***** DATA FOR THIS EXERCISE

PR #188, opened 2026-01-14
patch: improve PR generated by the bump mongo single kernel lib in charms workflow

patriciareinoso:
## 🏷️ Type of changes

- [ ] Documentation update
- [x] Tooling and CI
- [ ] Chores / refactoring

## 📝 Description

- Include PAT during checkout the charm repo
- Use data platform bot user name and email in git config
- Remove the `v` prefix from the version use to update the lib version
- Automatically add us as reviewers
- Include the commit list in the PR description 
   - The commit list corresponds only to the bumping version. Ex. if we are bumping to version v.1.8.24 it contains the commits on that tag release. If the charm is not up to date and it holds v.1.8.20 version. The commit message will not show the diff between v.1.8.20 - v.1.8.24 (this can be a future improvement if we want)
- Add a sleep for 60 seconds to avoid race condition immediately after releasing to pypi
- Add commit signing using a SSH key

image

## ✅ Checklist


.github/workflows/bump_dependent_charms.yaml
```diff
@@ -1,35 +1,39 @@
...
     strategy:
       matrix:
         repo:
           - canonical/mongodb-operator
-          - canonical/mongodb-k8s-operator
-          - canonical/mongos-k8s-operator
-          - canonical/mongos-operator
+          #- canonical/mongodb-k8s-operator
+          #- canonical/mongos-k8s-operator
+          #- canonical/mongos-operator
```
Gu1nness: Remember to uncomment this

.github/workflows/bump_dependent_charms.yaml
```diff
@@ -39,15 +43,30 @@ jobs:
...
+        run: |
+          git fetch --tags
+          PREV_TAG=$(git describe --tags --abbrev=0 "${VERSION}"^)
+          VERSION_CONTENT=$(git log --pretty=format:"- %h %s" "${PREV_TAG}..${VERSION}" | sed -E 's/\(#([0-9]+)\)/[#\1](https:\/\/github.com\/canonical\/mongo-single-kernel-library\/pull\/\1)/')
+
+          {
+            echo "VERSION_CONTENT<<EOF"
+            echo "${VERSION_CONTENT}"
+            echo "EOF"
+          } >> "${GITHUB_ENV}"
```
Gu1nness: echo "VERSION_CONTENT=$((VERSION_CONTENT))" >> "$GITHUB_ENV" is a bit cleaner and easier to understand I think (also I think your version is missing a `=` ?)

.github/workflows/bump_dependent_charms.yaml
```diff
@@ -66,25 +85,32 @@ jobs:
...
+
+          git config --global gpg.format ssh
+          git config --global user.signingkey ~/.ssh/dp-bot-ssh-key
+          git config --global commit.gpgsign true
+
       - name: Commit changes
         run: |
-          git config user.name "GitHub Actions"
-          git config user.email "41898282+github-actions[bot]@users.noreply.github.com"
+          git checkout -b "${PR_BRANCH}"
```
Gu1nness, line 128: If the branch already exists, this will fail loudly.
Maybe we should have a check / catch the error so that we can handle it properly ?

.github/workflows/bump_dependent_charms.yaml
```diff
@@ -96,8 +122,13 @@ jobs:
...
+            ${{ env.VERSION_CONTENT }}"
+
           gh pr create \
             --title "patch: Bump ${DEP_NAME} to ${VERSION}" \
-            --body "Automated bump of \`${DEP_NAME}\` to version \`${VERSION}\` after PyPI release." \
+            --body "${BODY}" \
             --base ${{ env.BASE_BRANCH }}  \
-            --head "${PR_BRANCH}"
+            --head "${PR_BRANCH}" \
+            --reviewer Mehdi-Bendriss,Gu1nness,patriciareinoso
```
Gu1nness: This list should be fetched better IMHO.
We could use CODEOWNERS for that, or a file in this repo so that we can update it easier and we don't leak the reviewers directly in the workflow.

.github/workflows/release.yaml
```diff
@@ -62,11 +62,24 @@ jobs:
...
+    name: Sleep after release to PyPI
+    runs-on: ubuntu-latest
+    needs:
+      - release-part1
+      - release-part2
+    steps:
+      - name: Sleep
+        run: |
+          echo "Waiting 60 seconds to avoid PyPI race conditions..."
+          sleep 60
```
Gu1nness, line 75: Hope this is enough. Should we find a way to have retries to specific steps of the bump_dependent_charm workflow ?

.github/workflows/bump_dependent_charms.yaml
patriciareinoso: I tested this and if the branch exists on remote, we can still checkout locally. The problem would be at push. 

I added a check to fail the workflow if the branch exists in remote. The result is like this:

Image

WDYT? 

... or we could do `git checkout -B` and then push force.

.github/workflows/release.yaml
patriciareinoso: I think we could try like this and see how it goes. Start with a very simple solution and if it does not work we find a another one. 
We could always poll/retry during the `poetry add` command until it finds the newest version (with a time out)

.github/workflows/bump_dependent_charms.yaml
patriciareinoso: I struggled with this one. Redirecting a multi-line string does not work well. I tried several stuff and this is the one that worked. 
Your proposal shows this error:
image
I think is a problem during the interpretation of the commit number as a string

.github/workflows/bump_dependent_charms.yaml
patriciareinoso: I was thinking we could use the groups defined in the repo automation. But I do not know how that works and we would need to make the update there as well. 
WDYT of this CODEOWNERS? I think it's easier adding it here than on each charm repo and using that

image

.github/workflows/bump_dependent_charms.yaml
Gu1nness: Why would you need a multiline string env is set with `var=value`.
So maybe there's some character escaping to bring, but we should be able to do it.
Something similar to what you're doing below:
```
          BODY="Automated bump of \`${DEP_NAME}\` to version \`${VERSION}\` after PyPI release.
            ### What's Changed
            ${{ steps.get-tag.outputs.VERSION_CONTENT }}"
```

Could we try something like this maybe ?
```
echo "VERSION_CONTENT=\'$((VERSION_CONTENT))\'" >> "$GITHUB_ENV"
```

.github/workflows/bump_dependent_charms.yaml
Gu1nness: I think it's good;
Automated force push looks risky, I don't want to overwrite some perfectly valid changes on a branch not yet pushed.

.github/workflows/bump_dependent_charms.yaml
Gu1nness: CODEOWNERS is perfect yes (and can probably be automated with canonical repo automation btw)

.github/workflows/release.yaml
Gu1nness: Agreed.
Let's see if it's enough in the future or not.

Gu1nness (approved):
Approved.
If we need any kind of better way of writing the REVISION_CONTENT, I would love it, but it's no blocker.

.github/workflows/bump_dependent_charms.yaml
patriciareinoso:
```
echo "VERSION_CONTENT=\'$((VERSION_CONTENT))\'" >> "$GITHUB_ENV"
``` 
-> I get the same error of before.

`var=value`
When there are multiple commits in one git tag, the content of `value` will have multiple lines. So we would need the escape the new lines there. Or process the lines into a list and then process them back when creating the PR description.

So I would rather keep it like this even though is not the most expressive code

.github/workflows/bump_dependent_charms.yaml
```diff
@@ -39,15 +43,40 @@ jobs:
...
+          } >> "${GITHUB_OUTPUT}"
+
+      - name: Get reviewers
+        id: get-reviewers
+        run: |
+          REVIEWERS=$(grep ".github/workflows/bump_dependent_charms.yaml" .github/CODEOWNERS \
+                      | awk '{for(i=2;i<=NF;i++) print substr($i,2)}' \
+                      | paste -sd "," -)
+
+          echo "REVIEWERS=${REVIEWERS}" >> "$GITHUB_OUTPUT"
```
Mehdi-Bendriss, line 72: nice

Mehdi-Bendriss (approved):
Thanks Patricia! 
for the 60sec, I'm not sure it's an entirely viable approach, as i had multiple occurrences last week where the new version was only resolved after 5-10min, but we can reiterate on this one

**********

## YOUR INSTRUCTIONS
Output the entries above in their entirety, exactly as written.

## ANSWER TO THIS EXERCISE
PR #188, opened 2026-01-14
patch: improve PR generated by the bump mongo single kernel lib in charms workflow

patriciareinoso:
## 🏷️ Type of changes

- [ ] Documentation update
- [x] Tooling and CI
- [ ] Chores / refactoring

## 📝 Description

- Include PAT during checkout the charm repo
- Use data platform bot user name and email in git config
- Remove the `v` prefix from the version use to update the lib version
- Automatically add us as reviewers
- Include the commit list in the PR description 
   - The commit list corresponds only to the bumping version. Ex. if we are bumping to version v.1.8.24 it contains the commits on that tag release. If the charm is not up to date and it holds v.1.8.20 version. The commit message will not show the diff between v.1.8.20 - v.1.8.24 (this can be a future improvement if we want)
- Add a sleep for 60 seconds to avoid race condition immediately after releasing to pypi
- Add commit signing using a SSH key

image

## ✅ Checklist


.github/workflows/bump_dependent_charms.yaml
```diff
@@ -1,35 +1,39 @@
...
     strategy:
       matrix:
         repo:
           - canonical/mongodb-operator
-          - canonical/mongodb-k8s-operator
-          - canonical/mongos-k8s-operator
-          - canonical/mongos-operator
+          #- canonical/mongodb-k8s-operator
+          #- canonical/mongos-k8s-operator
+          #- canonical/mongos-operator
```
Gu1nness: Remember to uncomment this

.github/workflows/bump_dependent_charms.yaml
```diff
@@ -39,15 +43,30 @@ jobs:
...
+        run: |
+          git fetch --tags
+          PREV_TAG=$(git describe --tags --abbrev=0 "${VERSION}"^)
+          VERSION_CONTENT=$(git log --pretty=format:"- %h %s" "${PREV_TAG}..${VERSION}" | sed -E 's/\(#([0-9]+)\)/[#\1](https:\/\/github.com\/canonical\/mongo-single-kernel-library\/pull\/\1)/')
+
+          {
+            echo "VERSION_CONTENT<<EOF"
+            echo "${VERSION_CONTENT}"
+            echo "EOF"
+          } >> "${GITHUB_ENV}"
```
Gu1nness: echo "VERSION_CONTENT=$((VERSION_CONTENT))" >> "$GITHUB_ENV" is a bit cleaner and easier to understand I think (also I think your version is missing a `=` ?)

.github/workflows/bump_dependent_charms.yaml
```diff
@@ -66,25 +85,32 @@ jobs:
...
+
+          git config --global gpg.format ssh
+          git config --global user.signingkey ~/.ssh/dp-bot-ssh-key
+          git config --global commit.gpgsign true
+
       - name: Commit changes
         run: |
-          git config user.name "GitHub Actions"
-          git config user.email "41898282+github-actions[bot]@users.noreply.github.com"
+          git checkout -b "${PR_BRANCH}"
```
Gu1nness, line 128: If the branch already exists, this will fail loudly.
Maybe we should have a check / catch the error so that we can handle it properly ?

.github/workflows/bump_dependent_charms.yaml
```diff
@@ -96,8 +122,13 @@ jobs:
...
+            ${{ env.VERSION_CONTENT }}"
+
           gh pr create \
             --title "patch: Bump ${DEP_NAME} to ${VERSION}" \
-            --body "Automated bump of \`${DEP_NAME}\` to version \`${VERSION}\` after PyPI release." \
+            --body "${BODY}" \
             --base ${{ env.BASE_BRANCH }}  \
-            --head "${PR_BRANCH}"
+            --head "${PR_BRANCH}" \
+            --reviewer Mehdi-Bendriss,Gu1nness,patriciareinoso
```
Gu1nness: This list should be fetched better IMHO.
We could use CODEOWNERS for that, or a file in this repo so that we can update it easier and we don't leak the reviewers directly in the workflow.

.github/workflows/release.yaml
```diff
@@ -62,11 +62,24 @@ jobs:
...
+    name: Sleep after release to PyPI
+    runs-on: ubuntu-latest
+    needs:
+      - release-part1
+      - release-part2
+    steps:
+      - name: Sleep
+        run: |
+          echo "Waiting 60 seconds to avoid PyPI race conditions..."
+          sleep 60
```
Gu1nness, line 75: Hope this is enough. Should we find a way to have retries to specific steps of the bump_dependent_charm workflow ?

.github/workflows/bump_dependent_charms.yaml
patriciareinoso: I tested this and if the branch exists on remote, we can still checkout locally. The problem would be at push. 

I added a check to fail the workflow if the branch exists in remote. The result is like this:

Image

WDYT? 

... or we could do `git checkout -B` and then push force.

.github/workflows/release.yaml
patriciareinoso: I think we could try like this and see how it goes. Start with a very simple solution and if it does not work we find a another one. 
We could always poll/retry during the `poetry add` command until it finds the newest version (with a time out)

.github/workflows/bump_dependent_charms.yaml
patriciareinoso: I struggled with this one. Redirecting a multi-line string does not work well. I tried several stuff and this is the one that worked. 
Your proposal shows this error:
image
I think is a problem during the interpretation of the commit number as a string

.github/workflows/bump_dependent_charms.yaml
patriciareinoso: I was thinking we could use the groups defined in the repo automation. But I do not know how that works and we would need to make the update there as well. 
WDYT of this CODEOWNERS? I think it's easier adding it here than on each charm repo and using that

image

.github/workflows/bump_dependent_charms.yaml
Gu1nness: Why would you need a multiline string env is set with `var=value`.
So maybe there's some character escaping to bring, but we should be able to do it.
Something similar to what you're doing below:
```
          BODY="Automated bump of \`${DEP_NAME}\` to version \`${VERSION}\` after PyPI release.
            ### What's Changed
            ${{ steps.get-tag.outputs.VERSION_CONTENT }}"
```

Could we try something like this maybe ?
```
echo "VERSION_CONTENT=\'$((VERSION_CONTENT))\'" >> "$GITHUB_ENV"
```

.github/workflows/bump_dependent_charms.yaml
Gu1nness: I think it's good;
Automated force push looks risky, I don't want to overwrite some perfectly valid changes on a branch not yet pushed.

.github/workflows/bump_dependent_charms.yaml
Gu1nness: CODEOWNERS is perfect yes (and can probably be automated with canonical repo automation btw)

.github/workflows/release.yaml
Gu1nness: Agreed.
Let's see if it's enough in the future or not.

Gu1nness (approved):
Approved.
If we need any kind of better way of writing the REVISION_CONTENT, I would love it, but it's no blocker.

.github/workflows/bump_dependent_charms.yaml
patriciareinoso:
```
echo "VERSION_CONTENT=\'$((VERSION_CONTENT))\'" >> "$GITHUB_ENV"
``` 
-> I get the same error of before.

`var=value`
When there are multiple commits in one git tag, the content of `value` will have multiple lines. So we would need the escape the new lines there. Or process the lines into a list and then process them back when creating the PR description.

So I would rather keep it like this even though is not the most expressive code

.github/workflows/bump_dependent_charms.yaml
```diff
@@ -39,15 +43,40 @@ jobs:
...
+          } >> "${GITHUB_OUTPUT}"
+
+      - name: Get reviewers
+        id: get-reviewers
+        run: |
+          REVIEWERS=$(grep ".github/workflows/bump_dependent_charms.yaml" .github/CODEOWNERS \
+                      | awk '{for(i=2;i<=NF;i++) print substr($i,2)}' \
+                      | paste -sd "," -)
+
+          echo "REVIEWERS=${REVIEWERS}" >> "$GITHUB_OUTPUT"
```
Mehdi-Bendriss, line 72: nice

Mehdi-Bendriss (approved):
Thanks Patricia! 
for the 60sec, I'm not sure it's an entirely viable approach, as i had multiple occurrences last week where the new version was only resolved after 5-10min, but we can reiterate on this one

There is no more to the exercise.